A shareholder or shareholders owning one third (1/3) or more of the outstanding shares of the corporation or one half (1/2) or more of the members of the Board of Directors may file an action for Involuntary Dissolution of the Corporation if (1) the Board of Directors is deadlocked (2) there is internal dissension among shareholders such that the corporation is deadlocked (3) those in control of the corporation have been guilty of or knowingly permitted persistent and pervasive fraud, mismanagement or abuse of authority or persistent unfairness towards any shareholders or its property is being misapplied or wasted by its directors or officers or (4) in the case of any corporation with 35 or fewer shareholders, liquidation is reasonably necessary for the protection of the rights or interests of the complaining shareholders. If the court determines that the complaining shareholder has met its burden the court will order the winding up and liquidation of the assets of the corporation. The officers and directors of the corporation continue to have a fiduciary responsibility to the corporation and its shareholders during the liquidation proceeding and winding up process.

Protecting The Business Through A Receiver or Referee

If the court determines that assets are being dissipated by management the court may appoint a receiver to take over the management and affairs of the business and preserve assets pending the determination of the complaint for dissolution. If appointed the receiver will assume control of the corporation and its assets and report to and take instructions from the court. The receiver will then retain its own accountants, consultants and lawyers to manage and protect the business and its assets. The receiver may also assert claims against directors, officers and others in the name of the corporation.  However, because of the expense involved with a receivership, receivers are viewed as drastic remedies and generally court’s are reluctant to  appoint them unless extreme circumstances exist.

Instead, courts are more prone to rely on provisional directors or a preliminary injunction as discussed above. The Court may also appoint a neutral “referee” to gather information and make recommendations to the court which the court can then adopt as its findings. Referees are commonly appointed in dissolution proceedings to engage in fact investigations and report to the court. The court can invest the referee with substantial powers to gather information and require that the parties cooperate with the referee. The referee can save a substantial amount of court time by its investigation. The referee does not have the power to make findings in the case. However, the referee will report to the court and the court will typically adopt portions of the referee’s report as its findings.
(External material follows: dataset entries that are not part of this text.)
PR #694, opened 2017-02-14
Add command line argument for logging tags

basine:
We would like to log tags that we log through ZMLog via command line. This should enable us to add a comma separated list of tags to log.

### DIFF
--- a/WireExtensionComponents/Utilities/AutomationHelper.swift
+++ b/WireExtensionComponents/Utilities/AutomationHelper.swift
@@ -63,6 +63,9 @@ import zmessaging
         if arguments.hasFlag(AutomationKey.LogNetwork.rawValue) {
             ZMSLog.set(level: .debug, tag: "Network")
         }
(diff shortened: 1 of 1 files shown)


WireExtensionComponents/Utilities/AutomationHelper.swift
```diff
@@ -85,6 +89,13 @@ import zmessaging
         return ZMEmailCredentials(email: email, password: password)
     }
     
+    // Switches on all flags that you would like to log listed after `--debug-log=` tags should be separated by comma
+    fileprivate static func enableLogTags(_ arguments: ArgumentsType) {
+        guard let tagsString = arguments.flagValueIfPresent(AutomationKey.LogTags.rawValue) else { return }
+        let tags = tagsString.replacingOccurrences(of: " ", with: "").components(separatedBy: ",")
```
daehn: Some tags might have spaces in them

basine: too late! :P Will make another PR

In order to protect the corporation from liquidation or a receivership, holders of fifty percent (50%) or more of the outstanding stock of the corporation may elect to purchase the shares of the dissenting shareholder at “fair value”, or the liquidation value of the corporation.  If the parties cannot agree on fair value, the court will appoint three disinterested appraisers as referees to determine the fair value.  The determination of a majority of the appraisers as to fair value is binding. If the shareholders who desire to continue to operate the business timely pay the amount determined by the appraisers as fair value, then the court shall refrain from entering an order of dissolution. Under certain circumstances, the court may stay the dissolution proceeding in order to allow a fair value determination to be made. In order to stay the proceeding, the court may order the parties seeking to avoid the dissolution to post a bond to cover the costs associated with the fair value determination.

Conclusion

The time to anticipate potential disputes and adopt a method to resolve them is before they arise. If an irreconcilable dispute arises between minority and majority shareholders or between the Board of Directors and passive investors, litigation may be required to resolve these disputes. There are multiple alternatives avenues available to both the controlling parties and the dissenting  shareholders to protect their respective positions. Competent counsel is essential to guide the parties through these disputes in a manner that minimizes costs and protects their respective interests.